───── SOURCE RECORDS

PR #28, opened 2019-04-15
add 'raises' option to jupyter-execute directive to explicitly allow cells to raise exceptions

### LINKED ISSUE #25: Exception control
Under most circumstances the code in the documentation should execute without exceptions, however sometimes showing the traceback may be useful in tutorials.

I think we should allow the user granular control declaring whether a cell may raise (leaving no exception the default), and then raising an appropriate excetion if the cell behaves opposite to what is declared.

Checking this should be as easy as checking the cell outputs.

jbweston:
Closes #25 

example:

```
.. jupyter-execute
    :raises: ZeroDevisionError

    1 / 0
```

The output will show the stacktrace as the output of the cell. If instead we had not provided `raises`, then an ExtensionError would be raised when executing the cell.

### DIFF
--- a/jupyter_sphinx/execute.py
+++ b/jupyter_sphinx/execute.py
@@ -224,6 +224,14 @@ class ExecuteJupyterCells(SphinxTransform):
                 self.config.jupyter_execute_kwargs,
             )
 
+            # Raise error if cells raised exceptions and were not marked as doing so
+            for node, cell in zip(nodes, notebook.cells):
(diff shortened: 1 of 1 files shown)


akhmerov:
All looks good; only one suggestion though: I believe a blank `:raises:` should mean "catch all" rather than be equivalent to no `:raises:` at all. I imagine a common usage pattern would correspond to not bothering to specify the error type.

──────────

■ **ASSIGNMENT**
Would you restate the entries word for word, omitting none?

■ **REPLY TO THE EXERCISE**
PR #28, opened 2019-04-15
add 'raises' option to jupyter-execute directive to explicitly allow cells to raise exceptions

### LINKED ISSUE #25: Exception control
Under most circumstances the code in the documentation should execute without exceptions, however sometimes showing the traceback may be useful in tutorials.

I think we should allow the user granular control declaring whether a cell may raise (leaving no exception the default), and then raising an appropriate excetion if the cell behaves opposite to what is declared.

Checking this should be as easy as checking the cell outputs.

jbweston:
Closes #25 

example:

```
.. jupyter-execute
    :raises: ZeroDevisionError

    1 / 0
```

The output will show the stacktrace as the output of the cell. If instead we had not provided `raises`, then an ExtensionError would be raised when executing the cell.

### DIFF
--- a/jupyter_sphinx/execute.py
+++ b/jupyter_sphinx/execute.py
@@ -224,6 +224,14 @@ class ExecuteJupyterCells(SphinxTransform):
                 self.config.jupyter_execute_kwargs,
             )
 
+            # Raise error if cells raised exceptions and were not marked as doing so
+            for node, cell in zip(nodes, notebook.cells):
(diff shortened: 1 of 1 files shown)


akhmerov:
All looks good; only one suggestion though: I believe a blank `:raises:` should mean "catch all" rather than be equivalent to no `:raises:` at all. I imagine a common usage pattern would correspond to not bothering to specify the error type.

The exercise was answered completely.